The task
Word for word, return every record that follows.
________
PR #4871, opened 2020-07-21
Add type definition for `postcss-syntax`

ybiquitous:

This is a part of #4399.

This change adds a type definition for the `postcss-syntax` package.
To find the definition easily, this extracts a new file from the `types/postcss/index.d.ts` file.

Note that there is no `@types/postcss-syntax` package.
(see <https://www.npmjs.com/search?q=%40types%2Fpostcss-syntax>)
________
Answer box
PR #4871, opened 2020-07-21
Add type definition for `postcss-syntax`

ybiquitous:

This is a part of #4399.

This change adds a type definition for the `postcss-syntax` package.
To find the definition easily, this extracts a new file from the `types/postcss/index.d.ts` file.

Note that there is no `@types/postcss-syntax` package.
(see <https://www.npmjs.com/search?q=%40types%2Fpostcss-syntax>)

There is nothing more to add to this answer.